Some of the other "dangerous ideas" concern such things as science versus religion (e.g., Sam Harris's "Science Must Destroy Religion" and Philip W. Anderson's "The Posterior Probability of Any Particular God Is Pretty Small"); exciting speculations (Terrence Sejnowski's "When Will the Internet Become Aware of Itself?"), cosmological conjectures (Brian Greene's "The Multiverse," and Leonard Susskind's "The `Landscape'").

Some of the ideas are not dangerous at all of course, and some are only dangerous to certain segments of society. The idea that the Christian God does not exist is no skin off my teeth and no Buddhist feels threatened by it, but television evangelicals find it downright scary. Judith Rich Harris advances the idea that parents really don't shape their children's mores (their peers and the larger society does). This idea isn't threatening at all unless you are a Pygmalion sort of parent infused with a weighty sense of responsibility, and in that case, her idea can help you to chill out.

Some other ideas may or may not be seen as dangerous. Karl Sabbagh suggests that "The Human Brain Will Never Understand the Universe," and Lawrence M. Krauss wants us to know that "The World May Be Fundamentally Inexplicable." Personally I think they're both right, but that shouldn't keep us from trying to expand the range of our knowledge and understanding. Seth Lloyd even goes so far as to suggest that one of our ideas "is likely to have the unintended consequence of destroying everything we know." He adds that "we cannot stop creating and exploring new ideas. The genie of ingenuity is out of the bottle. To suppress the power of ideas will hasten catastrophe, not avert it." (p. 101)

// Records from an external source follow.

PR #832, opened 2025-10-20
Add `FunctionCallValidationError` handling & `claude-haiku-4-5` to function calling supported models

ryanhoangt:
This PR is to:
- Handle `FunctionCallValidationError` when converting non-fn-calling to fn calling messages. This is before we even have an `Action` so we can't use `AgentErrorEvent` I think.
- Add `claude-haiku-4-5` to function calling supported models

This brings back integration tests result to 7/7 (100%).

---

**Variants & Base Images**
|---|---|---|

```bash
docker pull ghcr.io/openhands/agent-server:9a5a896-python
```

**Run**
```bash
docker run -it --rm \
  -p 8000:8000 \
  --name agent-server-9a5a896-python \
  ghcr.io/openhands/agent-server:9a5a896-python
```

```
ghcr.io/openhands/agent-server:9a5a896-golang
ghcr.io/openhands/agent-server:9a5a896-java
ghcr.io/openhands/agent-server:9a5a896-python
```

_The `9a5a896` tag is a multi-arch manifest (amd64/arm64); your client pulls the right arch automatically._

### DIFF
--- a/openhands-sdk/openhands/sdk/agent/agent.py
+++ b/openhands-sdk/openhands/sdk/agent/agent.py
@@ -191,6 +191,17 @@ class Agent(AgentBase):
                     extra_body={"metadata": self.llm.metadata},
                     add_security_risk_prediction=self._add_security_risk_prediction,
                 )
+        except FunctionCallValidationError as e:
+            logger.warning(f"LLM generated malformed function call: {e}")
+            error_message = MessageEvent(
+                source="user",
+                llm_message=Message(
+                    role="user",
+                    content=[TextContent(text=str(e))],
+                ),
+            )
+            on_event(error_message)
+            return
         except Exception as e:
             # If there is a condenser registered and the exception is a context window
             # exceeded, we can recover by triggering a condensation request.
@@ -204,21 +215,6 @@ class Agent(AgentBase):
                 )
                 on_event(CondensationRequest())
                 return
-
-            # If the LLM generated a malformed function call, send the error back
-            # as a message so it can correct the tool call
-            elif isinstance(e, FunctionCallValidationError):
-                logger.warning(f"LLM generated malformed function call: {e}")
-                error_message = MessageEvent(
-                    source="user",
-                    llm_message=Message(
-                        role="user",
-                        content=[TextContent(text=str(e))],
-                    ),
-                )
-                on_event(error_message)
-                return
-
             # If the error isn't recoverable, keep propagating it up the stack.
             else:
                 raise e


neubig (approved):

openhands-sdk/openhands/sdk/agent/agent.py
```diff
@@ -204,6 +205,20 @@ def step(
                 on_event(CondensationRequest())
                 return
 
+            # If the LLM generated a malformed function call, send the error back
+            # as a message so it can correct the tool call
+            elif isinstance(e, FunctionCallValidationError):
```
enyst: Nit: maybe we could add it as `except FunctionCallValidationError` just before `except Exception`? just for code look and feel, so to speak 😅 

For the condenser we had to do this, it had more conditions, but this is just if / isinstance

openhands-sdk/openhands/sdk/agent/agent.py
```diff
@@ -204,6 +205,20 @@ def step(
...
+                logger.warning(f"LLM generated malformed function call: {e}")
+                error_message = MessageEvent(
```
enyst: Are we sure we can't do an almost-normal `action + observation`?

ryanhoangt: WDYM by "an almost-normal action"? This validation is based on the tool schema so I guess we need to conform strictly?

There are several essays on how drugs might, can, and will affect us (e.g., "Drugs May Change the Patterns of Human Love" by Helen Fisher, and "Using Medications to Change Personality" by Samuel Barondes). There are essays on politics and economics (e.g., Michael Shermer's ode to fiscal conservative and social liberalism, "Where Goods Cross Frontiers, Armies Won't" and Matt Ridley's "Government Is the Problem, Not the Solution"), and on the dangers and promises of futuristic technologies by Ray Kurzweil, Freeman J. Dyson and others. In fact there is so much in this book that a reader could study the ideas for decades--seriously--and hardly scratch the surface of what is implied, hoped for, dreamed of, and feared. It is a great collection of ideas, a masterful work of compilation and editing by science's most talented and creative editor, John Brockman. Don't miss this book. It's even better than Brockman's previous collection "What We Believe But Cannot Prove."

Let me throw in one more dangerous idea not in the book (lest I wax too sanguine): suppose that by bioengineering violent aggression out of the human genome (which seems like a good idea) we end up with something like H.G. Wells' Eloi? Can it be true that humans must be violently aggressive, and if not, will become stagnant and exploitable? One might argue that there would then be no exploiter, but should one appear what would--could--we do?